Categorize countries

northAmerica <- c("United States", "Canada", "Mexico")
southAmerica <- c("Argentina","Brazil","Chile","Uruguay")
europe <- c("Austria","Belgium","Croatia","Czech Republic","Finland","France","Italy","Netherlands","Portugal","Spain","Sweden","United Kingdom")
africa <- c("Morocco","South Africa")
asia <- c("China","India","Indonesia")
australia <- c("Australia")

df3 <- df2 %>%
  mutate(continent = factor(ifelse(country %in% northAmerica,"North America",
                                   ifelse(country %in% southAmerica,"South America",
                                   ifelse(country %in% europe,"Europe",
                                   ifelse(country %in% africa,"Africa",
                                   ifelse(country %in% asia,"Asia",
                                   ifelse(country %in% australia,"Australia","Not Listed"))))))),
         numberOfCountries = ifelse(country %in% northAmerica,3,
                                   ifelse(country %in% southAmerica,4,
                                   ifelse(country %in% europe,12,
                                   ifelse(country %in% africa,2,
                                   ifelse(country %in% asia,3,
                                   ifelse(country %in% australia,1,0)))))))
str(df3)
## tibble [36,707 × 10] (S3: tbl_df/tbl/data.frame)
##  $ harvestYear        : num [1:36707] 1902 1903 1904 1905 1906 ...
##  $ country            : chr [1:36707] "Austria" "Austria" "Austria" "Austria" ...
##  $ region             : chr [1:36707] NA NA NA NA ...
##  $ crop               : chr [1:36707] "wheat" "wheat" "wheat" "wheat" ...
##  $ hectares (ha)      : num [1:36707] NA NA NA NA NA NA NA NA NA NA ...
##  $ production (tonnes): num [1:36707] NA NA NA NA NA NA NA NA NA NA ...
##  $ reportingYear      : num [1:36707] 1902 1903 1904 1905 1906 ...
##  $ yield(tonnes/ha)   : num [1:36707] 1.31 1.47 1.27 1.33 1.28 1.37 1.36 1.35 1.18 1.37 ...
##  $ continent          : Factor w/ 6 levels "Africa","Asia",..: 4 4 4 4 4 4 4 4 4 4 ...
##  $ numberOfCountries  : num [1:36707] 12 12 12 12 12 12 12 12 12 12 ...

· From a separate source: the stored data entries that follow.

PR #4137, opened 2018-10-30
CORDA-2099 make serializer factory interface

distributedleetravis:
Part of [CORDA-2099](https://r3-cev.atlassian.net/browse/CORDA-2099). As a prerequisite for developing the new `TypeModellingSerializerFactory`, we pull out a `SerializerFactory` interface, renaming the old concrete class to `DefaultSerializerFactory`, and move initialisation to a `SerializerFactoryBuilder`. Other changes in this PR mostly concern decoupling tests from the implementation class, so we can use existing tests as a handrail for development of the modified implementation.

### DIFF
--- a/serialization-deterministic/build.gradle
+++ b/serialization-deterministic/build.gradle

Now that we have countries categorized by continent, how does our total versus averages look?

sumdf2 <- df3 %>%
  group_by(continent) %>%
  summarise("Total Yield" = sum(`yield(tonnes/ha)`,na.rm=T), 
            "Average Yield" = mean(`yield(tonnes/ha)`,na.rm=T),
            "Count of Data Records" = n(),
            "Smallest Yield" = min(`yield(tonnes/ha)`,na.rm=T),
            "Greatest Yield" = max(`yield(tonnes/ha)`,na.rm=T)) %>%
  mutate("Total Yield per 10,000" = `Total Yield`/10000,
         numberOfCountries = ifelse(continent == "North America",3,
                                   ifelse(continent == "South America",4,
                                   ifelse(continent == "Europe",12,
                                   ifelse(continent == "Africa",2,
                                   ifelse(continent == "Asia",3,
                                   ifelse(continent == "Australia",1,0)))))))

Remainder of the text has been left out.